Stored data
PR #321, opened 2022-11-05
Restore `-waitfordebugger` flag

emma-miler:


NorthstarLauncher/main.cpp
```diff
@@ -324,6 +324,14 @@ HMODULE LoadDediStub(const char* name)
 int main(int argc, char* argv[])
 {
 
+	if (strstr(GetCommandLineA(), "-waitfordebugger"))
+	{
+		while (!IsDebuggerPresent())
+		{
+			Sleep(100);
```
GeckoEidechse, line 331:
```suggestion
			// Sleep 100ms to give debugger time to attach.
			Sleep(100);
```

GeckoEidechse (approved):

==

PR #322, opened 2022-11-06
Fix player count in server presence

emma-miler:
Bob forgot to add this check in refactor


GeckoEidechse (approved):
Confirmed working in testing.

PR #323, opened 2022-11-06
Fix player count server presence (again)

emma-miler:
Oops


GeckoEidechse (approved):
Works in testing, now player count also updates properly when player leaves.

▶ Directions
Search the records for lines holding the word "main", then copy each line you find.

▶ Problem solution
NorthstarLauncher/main.cpp
 int main(int argc, char* argv[])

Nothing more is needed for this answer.